Lopez has given a lot a attention to mental health issues since meeting Nathaniel Ayers the homeless string player, but he was not before and is not now some kind of Advocate Writer. (Yet, Lopez, asked, “Why is there no Saturday morning 10k run for paranoid schizophrenia?”) He’s a reportage-centric columnist, and such subjects — along with others — catch his judgment as being newsworthy.

As Lopez put it, “We have to get out of the chair, pound the pavement, knock on doors and get our stories.” This differentiates us from bloggers and by extension makes us better than they.

Lopez encouraged the columnists to aim for the newspaper audience as it now is, skewing to seniors: “It’s the old people — specifically the ones who go for the early bird special at such and such a restaurant — who are still readers. So write for them.”

• • •

Frequent NSNC presenter — and sheesh what a good guy — W. Bruce Cameron was asked to talk about writing for movies and TV. He still writes a weekly humor column, but 8 Simple Ways moved him to Hollywood in multiple ways.

He recommends the first professional assistance a writer needs to hire is not an agent but a lawyer specializing in entertainment. Agents, publicists and the like will have multiple clients and can have little reason not to burn one client if that helps another, Cameron said. An attorney is bound by the bar to represent the best interests of every client he accepts.

For Cameron, “The keyword in movies [or other broadcast projects] is risk, how much money are you willing to risk, and how much time are you willing to throw into this.” For him, an iffy proposal that will take six solid weeks to develop is an unacceptable allotment of time.

The now low cost of camcorders and video-editing software puts moviemaking in everyone’s reach. He suggests if you don’t have the resources then to shoot an entire movie instead to create the equivalent of a trailer, which he also called a “reel.” The trailer then can be shown to potential investors or directors.

He recommends one book, Screenplay: The Foundations of Screenwriting, by Syd Field, and one word-processing program, Final Draft. On humor columns and humor writing, Cameron sees Twitter and Facebook as great tools to point people to your work, which would in turn be posted at your paper, blog or Web site.

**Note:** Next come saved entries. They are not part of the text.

PR #805, opened 2018-09-12
Roberto'n'Sasha timeline perf fun

stristr:
OK to merge after @matthewtoast reviews.

Short review.

Summary of changes:

- Removes perf-destroying call to `Timeline#play` on loop in `Timeline#update`. This seemed to significantly contribute to gradual slowdown of timeline scrubbing (and the app overall) while playback was active, because `play()` calls `update()` and `update()` calls `play()`.

Regressions to look for:

- None expected (we tested all over). But want @matthewtoast to review.

Completed checkin tasks:

### DIFF
--- a/packages/haiku-serialization/src/bll/Timeline.js
+++ b/packages/haiku-serialization/src/bll/Timeline.js
@@ -258,6 +258,7 @@ class Timeline extends BaseModel {
 
         if (this.getRepeat()) {
           this.seek(0)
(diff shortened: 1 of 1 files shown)


tsortwehttam (approved):
Although I'm 60% sure the `play()` line was originally put there for a reason, I can't remember what it was any more. In any event, I tested locally and didn't see any issues, so LGTM.

PR #807, opened 2018-09-12
3-DPO

stristr:
OK to merge.

Short review.

Summary of changes:

- Fixes [Hoist overflow: hidden from root node to mount](https://app.asana.com/0/803720498732761/776617977997483/f). You can still break auto-3d by messing with `style.overflow` on the root node in bytecode, but I generally hid overflow from JIT menus along with this change (really couldn't think of a good reason we need users to be able to change it, but please correct me if I'm wrong).

Regressions to look for:

- Any unexpected side effects related to `overflow: hidden`.

Completed checkin tasks:

### DIFF
--- a/packages/@haiku/core/src/HaikuContext.ts
+++ b/packages/@haiku/core/src/HaikuContext.ts
@@ -283,21 +283,23 @@ export default class HaikuContext extends HaikuBase implements IHaikuContext {
       if (this.config.position && root.style.position !== this.config.position) {
         root.style.position = this.config.position;
       }
+    }
 
+    if (this.mount) {
       if (this.config.overflow) {
-        root.style.overflow = this.config.overflow;
+        this.mount.style.overflow = this.config.overflow;
       } else {
         if (
           this.config.overflowX &&
-          root.style.overflowX !== this.config.overflowX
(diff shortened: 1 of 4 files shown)


roperzh:
LGTM, but asking for a review from @matthewtoast since he knows this way better.

tsortwehttam (approved):
I'm thinking we should leave `Overflow` as JIT property — _or_ replace it with a higher-order "vanity" property that tells the subcomponent wrapper div to clip overflowing content while also abstracting away the CSS messiness and doing the right thing under the hood. However, I'm still saying LGTM to this since I believe this is a feature that very few individuals have discovered. And, they can still add these properties to via code if they wish.

The ability to control `Overflow` (or `Clip At Edges` or whatever we might call it), is mainly important to gives users the ability to position content outside of the subcomponent edges and then animate it in. For example, consider a list of tweets within a larger layout, where the tweets slide into view. There are workarounds but the ability to clip seems fairly fundamental to me.

I made a task for the overflow stuff here: https://app.asana.com/0/813447917062242/820311888215675

stristr:
Okay, will leave backlogged and merge as is.

PR #808, opened 2018-09-13
feat: allow timeline to handle pasting expressions if a row is selected

roperzh:
OK to merge.

Short review.

Summary of changes:

Implements [ux: pasting with property input selected, but not open to expression, should still paste in the clipboard contents.](https://app.asana.com/0/803720498732761/757672931655208), by allowing to paste in an expression the following kind of values:

- Valid values (`number`, `string`, etc)
- 'Single line' expressions, a la `= $user.mouse.x`
- Wrapped 'Multi line' expressions, a la:
```js
function ($user) {
  return $user.mouse.x
}
```
- 'Multi line' expresions, a la:

```js
const a = 1;
const b = 2;
return a + b;
```

There's a known gotcha related to the webviews losing focus: if the cursor is over the stage, this will simply not work, even if there is a row selected (ie. with the pink outline).

*edit*: one more comment, if the value the user is trying to paste is invalid for some reason, we will simply ignore it.

Regressions to look for:

- Copy/Paste is always messy. I think I implemented it in a safe way, but be on the watch.
- Are we properly handling all kind of trash that the user may paste?

Completed checkin tasks:

### DIFF
--- a/packages/haiku-timeline/src/components/ExpressionInput.js
+++ b/packages/haiku-timeline/src/components/ExpressionInput.js
@@ -244,11 +244,11 @@ export default class ExpressionInput extends React.Component {
     this.props.onNavigateRequested(direction, maybeDoFocus);
   }
 
-  getCommitableValue (valueDescriptor, originalDescriptor) {
+  getCommitableValue (valueDescriptor, originalDescriptor, editingMode = this.state.editingMode) {
     // If we are in multi-line mode then assume we want to create an expression as opposed to a string.
     // We get problems if we don't do this like a function that doesn't match our naive expression check
     // e.g. function () { if (foo) { ... } else { ... }} which doesn't begin with a return
-    if (this.state.editingMode === EDITOR_MODES.MULTI_LINE || doesValueImplyExpression(valueDescriptor.body)) {
+    if (editingMode === EDITOR_MODES.MULTI_LINE || doesValueImplyExpression(valueDescriptor.body)) {
       // Note that extra/cached fields are stripped off of the function, like '.summary'
       return {
         __function: {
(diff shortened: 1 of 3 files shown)


packages/haiku-timeline/src/components/ExpressionInput.js
```diff
@@ -678,6 +671,37 @@ export default class ExpressionInput extends React.Component {
...
+  willHandlePasteEvent () {
+    const selectedRow = this.props.component.getSelectedRow();
+    const text = clipboard.readText();
+
+    if (!selectedRow || !text) {
+      return false;
+    }
+
+    const parsedText = text.trim();
+    const mode = parsedText.startsWith('function') ? EDITOR_MODES.MULTI_LINE : EDITOR_MODES.SINGLE_LINE;
```
roperzh: dear reviewer: is this safe/smart enough to do?

packages/haiku-timeline/src/components/ExpressionInput.js
```diff
@@ -678,6 +671,46 @@ export default class ExpressionInput extends React.Component {
...
+    let parsedText = text.trim();
+    let mode;
+    if (parsedText.split('\n').length > 1) {
+      mode = EDITOR_MODES.MULTI_LINE;
+      if (!parsedText.startsWith('function')) {
+        parsedText = getRenderableValueMultiline({body: parsedText});
+      }
+    } else {
+      mode = EDITOR_MODES.SINGLE_LINE;
+    }
```
roperzh, line 691: dear reviewer: although I updated my first implementation, is this good enough to detect multi line cases? Do you think that this piece of code should live somewhere else? Thanks!

tsortwehttam:
LGTM.

PR #812, opened 2018-09-14
Do not crash timeline with out of spec bytecode transition

jonaias:
OK to merge.

The attached project ( https://share.haiku.ai/u/taylor/booptroop/fork ) had an out of spec transition:
``` javascript
        "translation.x": {
          "0": { value: 329.5, edited: true },
          "400": { value: 315.5, edited: true, curve: "linear" },
          "933": { value: 390, edited: true, curve: "linear" }
        },
```
When TransitionBody was created for the second transition, it didn't have next keyframe, so it was crashing timeline. I've tested (Hey @roperzh can you do some testing as you know how to achieve timeline edge cases?),  and the user can edit the element transition without crash after this commit. 

Question: Should we warn the user about the non conformant bytecode?

Completed checkin tasks:

### DIFF
--- a/changelog/public/latest.json
+++ b/changelog/public/latest.json
@@ -9,7 +9,8 @@
       "Snap lines now have a consistent thickness regardless of the artboard zoom level.",
       "Export options are now disabled outside of a project.",
       "User Menu -> Your Profile now points to the correct location.",
-      "Resolved a breaking change in Lottie Android 2.6.0 causing crashes."
+      "Resolved a breaking change in Lottie Android 2.6.0 causing crashes.",
+      "Fixed a crash caused by forking certain projects."
     ]
   }
 }
--- a/packages/haiku-timeline/src/components/TransitionBody.js
+++ b/packages/haiku-timeline/src/components/TransitionBody.js
@@ -101,9 +101,14 @@ export default class TransitionBody extends React.Component {
       this.teardownKeyframeUpdateReceiver = keyframe.registerUpdateReceiver(this.props.id, (what) => {
         this.handleUpdate(what);
       });
-      this.teardownNextKeyframeUpdateReceiver = keyframe.next().registerUpdateReceiver(this.props.id, (what) => {
-        this.handleUpdate(what);
-      });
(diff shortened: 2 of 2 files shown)


changelog/public/latest.json
```diff
@@ -9,7 +9,8 @@
       "Snap lines now have a consistent thickness regardless of the artboard zoom level.",
       "Export options are now disabled outside of a project.",
       "User Menu -> Your Profile now points to the correct location.",
-      "Resolved a breaking change in Lottie Android 2.6.0 causing crashes."
+      "Resolved a breaking change in Lottie Android 2.6.0 causing crashes.",
+      "Improve project forking robustness with out of spec transitions"
```
stristr: I might reword this as "Fixed a crash caused by forking certain projects." to avoid overwhelming users with TMI.

stristr (approved):
I know you asked for @roperzh, but LGTM :smile:

changelog/public/latest.json
jonaias: Much better :+1:

roperzh (approved):
LGTM! Just a note, some time a go we had the [same crash](https://the-haiku-team.slack.com/archives/C6XKR303S/p1535066067000100) and @stristr solved the underlying issue (which was related to publishing at that time) instead of doing this. Is this a symptom of something else going on or should we be doing this anyway?

stristr:
1. Definitely in favor of doing this anyway (should have done it the last time it was broken). Generally, unchecked deep property access through nullable/user-generated data fields is an accident waiting to happen.
2. This particular problem seems to be a consequence of assuming if a timeline keyframe has a "curve", it also has a "next keyframe". Not sure how this might come to _not_ be the case, but I can think of two ways. The first is putting three keyframes in one timeline row, connecting them with two tweens, and then deleting the final keyframe. The second is typing it in bytecode. Because the second always might happen even if we fix the first, I think we still want/need this fix.

roperzh:
✊ 🔥✊ merge, merge merge! ✊🔥 ✊

PR #816, opened 2018-09-15
fix: do not bind states that are already bound.

stristr:
OK to merge.

Short review.

Summary of changes:

- Fixes @taylorpoe blocker Launch blocker: [Haiku's states (instantiated haiku in React) not working after react-app is built. Does work in react dev locally.](https://app.asana.com/0/803720498732761/821764549032368/f).

Regressions to look for:

- I think this is fine, but worth a peek by @matthewtoast. Basically, this change ensures we don't clobber states downstream of `assignConfig` if the state is already defined, unless the state is coming to us _from_ the config.

Completed checkin tasks:

### DIFF
--- a/packages/@haiku/core/src/HaikuComponent.ts
+++ b/packages/@haiku/core/src/HaikuComponent.ts
@@ -864,9 +864,10 @@ export default class HaikuComponent extends HaikuElement implements IHaikuCompon
         continue;
       }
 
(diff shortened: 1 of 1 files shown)


stristr:
Gonna merge this to unblock @taylorpoe, but PTAL @matthewtoast.

PR #822, opened 2018-09-18
Multiline expression fixes

roperzh:
OK to merge.

Short review.

Summary of changes:

This PR contains two changes:

**fix: disable edition only in first/last lines of multiline expressions**

Instead of preventing any changes as long as the first and last lines
are selected, this marks those lines as non-editable content.

Before: https://gfycat.com/gifs/detail/LateCleanAnhinga
After: https://gfycat.com/gifs/detail/SlightPertinentAntarcticgiantpetrel

**fix: disable native scrollbars in multiline**

They were showing up only if the user has a mouse connected (not with
trackpad) and are not necessary since the multiline box expands
automatically after the first keystroke.

Regressions to look for:

- Multiline expressions behavior

Completed checkin tasks:

### DIFF
--- a/changelog/public/latest.json
+++ b/changelog/public/latest.json
@@ -10,7 +10,8 @@
       "Export options are now disabled outside of a project.",
       "User Menu -> Your Profile now points to the correct location.",
       "Fixed a crash caused by forking certain projects.",
-      "Improve code editor save error popup"
+      "Improve code editor save error popup",
+      "Minor fixes to the multiline Expressions editor"
     ]
   }
 }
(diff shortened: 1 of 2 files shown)


tsortwehttam:
Question, what happens if the multi-line expression is like 50 lines long? (Or some number of lines giving it a greater height than the size of the timeline viewport?)

roperzh:
@matthewtoast now it looks exactly as it does with a trackpad, which is... ugly

screen shot 2018-09-18 at 1 44 58 pm

I will add the `hold` label and fix this issue (which I _believe_ exists prior this changes), but besides of that, should we display the scrollbars when the user has a mouse?

tsortwehttam:
No need to hold if the issue existed previously: I was just thinking back to the reason I chose to use the `'native'` setting for the scrollbar in this element originally, and I had some vague memory that it had to do with box height. But I'm probably imagining that.

This is LGTM as long as you have tested for regressions in scrolling. Please merge at your leisure.

roperzh:
Wohoo! In that case, I created https://app.asana.com/0/813447917062242/826648483359957 which I will try to fix this week.

PR #824, opened 2018-09-18
fix: call Globals.allKeysUp when Creator is blur

roperzh:
OK to merge.

Short review.

Summary of changes:

Fixes [Actions Editor randomly closing on 'Return' key](https://app.asana.com/0/813447917062242/827178890005381). This feels random but it's very easy to repro:

> 1- Keep the `cmd` key pressed
> 2- Press `tab` and switch to another window, but do it slowly, doing it very quickly does not produce a repro.
> 3- Go back to Haiku and observe how actions editor closes on enter because `Globals.isCommandKeyDown` has the wrong value

Regressions to look for:

- I did a mini-slam to check for unexpected behaviors but everything seems to be right. But: shortcuts and behavior involving `cmd` in general.

Completed checkin tasks:


stristr:
LGTM, merging.

(It is _always_ that. We should remember!)

PR #1040, opened 2020-09-08
Changed roles accepted as PRO

gobaldia:
Summary of changes:

- Fixed a bug that was preventing a Subsidiary PRO user to use the app

Regressions to look for:

- …

Completed checkin tasks:

### DIFF
--- a/changelog/public/5.1.0.json
+++ b/changelog/public/5.1.0.json
@@ -1,0 +1,8 @@
+{
+  "sections": {
+    "Fixes": [
+      "Fixed issues with Illustrator integration on Windows.",
+      "Fixed issues importing example design files in new projects."
+    ]
+  }
+}
--- a/changelog/public/latest.json
+++ b/changelog/public/latest.json
@@ -1,7 +1,5 @@
 {
   "sections": {
-    "What's new": [
-    ],
     "Fixes": [
       "Fixed issues with volume licensing."
     ]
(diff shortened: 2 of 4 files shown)


roperzh (commented):
Thanks for tracking this down! despite the simplicity of the changes I know that finding them must have been a great deal of work!

One question and one request:

- Question: have you tried to simulate in some way or maybe use a production user to test if this is all we need to do?
- Request: could you revert the changelog change and use [this script instead](https://github.com/HaikuTeam/mono/blob/5ecee212bead0eee96b33c3e259f317f030db0fe/scripts/rotate-changelog.js)? this way we don't lose the changes of the current version.

gobaldia:
> Question: have you tried to simulate in some way or maybe use a production user to test if this is all we need to do?

Yes, I simulated this situation with local users. I didn't with production ones.

> Request: could you revert the changelog change and use this script instead? this way we don't lose the changes of the current version.

Sure! It's already changed.

Could you please review it again @roperzh?

roperzh (approved):
LGTM!

gobaldia:
@roperzh I'll wait to merge this until I finish the implementation of https://app.asana.com/0/1175500332079249/1192850070200531.

Even though both tasks are not directly related, I'd like to test this task again when I have the another one implemented.

roperzh:
sonds good! :haikudos:

PR #1346, opened 2017-08-25
Move Babel to web-worker

### LINKED ISSUE #1342: Investigate moving compilation to web-worker
Blocked by #1318; related to PR #880.

~~Possibly look into using a similar pattern as [`js-worker-search`](https://github.com/bvaughn/js-worker-search) for [falling back to the UI thread for browsers that don't support web workers](https://github.com/bvaughn/js-worker-search/blob/master/src/SearchApi.js#L26-L41).~~ Informal decision about discussing in Slack is to drop support for IE < 11 provided we have clear user-facing messaging about it.

#### Pros
* Compilation wouldn't cause the UI to feel slow/janky.

#### Considerations
* Evaluated code would not have access to `window` or `document` if it was evaluated in the worker. We would need to pass it back to the main thread.
* This will complicate the logic for JIT loading plugins and presets, as each will need to be (re)loaded in the worker context as well.

bvaughn:
Resolves #1342

## Perf Impact
Here's a super-unscientific example of processing a [large UMD file](https://unpkg.com/react-virtualized@9.9.0/dist/umd/react-virtualized.js) while scrolling around the page.
#### Before
screen shot 2017-08-26 at 9 51 48 am
#### After
screen shot 2017-08-26 at 9 51 55 am

### DIFF
--- a/js/repl/Worker.js
+++ b/js/repl/Worker.js
@@ -1,9 +1,8 @@
-// @flow
+// TODO Add comments about how we can't import code here.
 
-declare function importScripts(url: string): void;
-
-import compile from "./compile";
-import registerPromiseWorker from "promise-worker/register";
+importScripts(
+  "https://npmcdn.com/promise-worker/dist/promise-worker.register.js"
+);
 
 // This script should be executed within a web-worker.
 // Values returned below will be automatically wrapped in Promises.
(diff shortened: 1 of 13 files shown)


bvaughn:
Seeing a bit of weirdness with the env plug-in in a web-worker. When I pass it options, it errors with:

> Options {...} passed to a preset which does not accept options.

But if I try to add the preset without options, it errors with:

> Unknown option: foreign.availablePlugins. Check out http://babeljs.io/docs/usage/options/ for more information about options.
> 
> A common cause of this error is the presence of a configuration options object without the corresponding preset name. Example:
> 
> Invalid:
>   `{ presets: [{option: value}] }`
> Valid:
>   `{ presets: [['presetName', {option: value}]] }`

vjeux:
@azz moved prettier to a worker on the playground and it worked really well btw :)

bvaughn:
Nice! 😄

I'd love to do it for Flow too, after this lands. That's the most painful REPL in terms of locking the UI.

js/repl/Worker.js
```diff
@@ -0,0 +1,44 @@
+// @flow
+
+import compile from "./compile";
+import registerPromiseWorker from "promise-worker/register";
+
+declare var Babel: any;
```
Daniel15: Do webpack `externals` not work in a web worker? `require('babel-standalone')` should be the same as referencing the global `Babel`.

js/repl/loadBabel.js
```diff
@@ -39,13 +48,12 @@ export default function loadBabel(
     return;
   }
 
+  let version = config.version;
```
Daniel15: I think the earlier position of this code was better, since the comment explains what this variable is for (`config.version` is passed in dev, which is mentioned in the comment)

Daniel15:
Nice work!

js/repl/Worker.js
bvaughn: Hm. Babel (or `babel-standalone`) isn't one of the things we alias though, is it?

js/repl/loadBabel.js
bvaughn: Didn't actually intend to move it. Have just been iterating on this code.

js/repl/Worker.js
```diff
@@ -0,0 +1,44 @@
...
+// This script should be executed within a web-worker.
+// Values returned below will be automatically wrapped in Promises.
+registerPromiseWorker(message => {
+  const { method } = message;
+
+  switch (method) {
+    case "compile":
+      return compile(message.code, message.config);
+
+    case "getBabelVersion":
```
azz: Ooh, I should totally steal this idea rather than building a [custom file](https://github.com/prettier/prettier/blob/master/website/static/lib/prettier-version.js)

js/repl/Worker.js
Daniel15: Oh good catch, we don't alias it because it's lazy loaded. Sorry for the confusion @bvaughn  :D

bvaughn:
Thanks @xtuc!

Wrapped up the last thing this morning. This PR should be good to go!

I tested Chrome, Firefox, Safari, Edge, Brave on Android, and iOS Safari.

bvaughn:
Thanks all for the feedback and reviews!

I made a couple of small tweaks and tidied up. As soon as CI finishes, I'm going to merge this. 😄

PR #1348, opened 2017-08-27
Use new React REPL

bvaughn:
For your consideration, this PR:
* Moves `/repl` to `/repl-old` and replaces it with what was previously `repl2`. (In other words, this makes the new REPL the one that's opened by default.)
* Adds a fallback link in the sidebar to the old repl (see screenshots below).
* Fixes pulldown menu layout to scroll properly on iOS+Safari.
* Removes the page footer because it took up space, made the REPL layout feel a bit awkward, and didn't add much value. (I realize this is a potentially controversial change I am proposing and I'm happy to discuss and back down if others have concerns.)

Note that I didn't (yet) rename any of the `babel-repl` CSS class names since those seem to be used in a lot of places outside of the two REPL files.

## Classic link

screen shot 2017-08-27 at 1 37 15 pm

screen shot 2017-08-27 at 1 37 27 pm

## Fixed iOS layout

screen shot 2017-08-27 at 1 54 13 pm
screen shot 2017-08-27 at 1 54 18 pm


existentialism:
LGTM, just two questions:

First, the REPL previews for PRs get the version the PR number attached:

image

I'm in favor of just dropping the "classic" repo altogether and am confident we can fix whatever bugs/regressions exist. If do wind up keeping the classic version, however, we may want to ensure the version number overflows w/ ellipsis or something.

Second, thoughts on removing the footer for the REPL only?

bvaughn:
> we may want to ensure the version number overflows w/ ellipsis or something.

Currently, a longer string like this would just cause the side menu to grow wider. But now that you mention it, it probably would be reasonable to impose a max width and overflow to "..." just in case. 😄 Done!

> Second, thoughts on removing the footer for the REPL only?

Great question! I'd considered it, but kind of thought it nice to just remove altogether b'c it doesn't really work the best. For example, the "Blog" and "FAQ" pages have the following footer-related bug:
screen shot 2017-08-27 at 3 55 34 pm

That being said, I'll re-add it to all but the (new) REPL page for now by way of a new frontmatter field. That seems less controversial I guess.

Daniel15:
Preview links (like `/repl/build/1234/`) still go to the old Babel 7 REPL... Will you update that too?

bvaughn:
Interesting. I didn't expect that, given that the new REPL is at the exact URL the old one was at.

Is `_redirects` the correct place to fix this?

Daniel15:
Yeah. It goes to /7.html which is likely still the old one.

bvaughn:
Gotcha! Thought so but wanted to confirm b'c that redirect fails for me locally (both dev and prod builds). 😄

Daniel15:
It's a Netlify feature so won't work locally. Jekyll has no support for
rewrites (actually no static site generator does,  since it needs server
side support). :(

Need to test it using the Netlify preview.

PR #1353, opened 2017-08-28
Fixed "Try" links to REPL

### LINKED ISSUE #1349: Try links doesn't work with the new REPL
When clicking on the "Try" link in http://babeljs.io/learn-es2015/#ecmascript-2015-features-destructuring the REPL opens without the content of the code snippets.

Does the content in URL conflicts with my cached content somehow? I think it should override but still keep the cached code in the local storage.

@bvaughn any idea?

Edit:
it doesn't work in incognito mode, it's not cache related.

bvaughn:
The underlying issue was that "Try" links don't use lz compression. I wrote the REPL expecting that the `code` search param would always be compressed as `code_lz`. I've updated the REPL now to accept `code` too- and to defer to `code_lz` when it's present.

Resolves #1349

### DIFF
--- a/js/repl/UriUtils.js
+++ b/js/repl/UriUtils.js
@@ -61,6 +61,7 @@ const parseQuery = () => {
       "browsers",
       "build",
       "builtIns",
+      "code",
       "debug",
       "circleciRepo",
       "evaluate",


hzoo:
oh good point

bvaughn:
Thanks for the speedy review @hzoo. You rock!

Cameron quote: “A humorist is a real person who lives in a fictional world.”

• • •

Columnist Dave Lieber of the Fort Worth Star-Telegram and self-syndicated columnist Suzette Standring pushed columnists to see markets in related fields.

We’re in hard times, Lieber said, and have less time to learn to become better columnists in the dying newspaper field: “Self-preservation trumps self-improvement. We’re talking entrepreneurship.”

Standring noted the related avenues of books (using her Art of Column Writing as an example), public speaking for a fee and even reading your columns on community access cable, either with you on camera or just audio with a slide show as the visual.

“Note the company you keep if you are published in an aggregator Web site,” she cautioned. Publishers and others will judge you by the others posting at the site.

Lieber calls columnists the “hunters and gatherers of information,” and by making that metaphor literal we become “information entrepreneurs.”

The two then engaged audience members to telling the others what non-column endeavors they use to make money.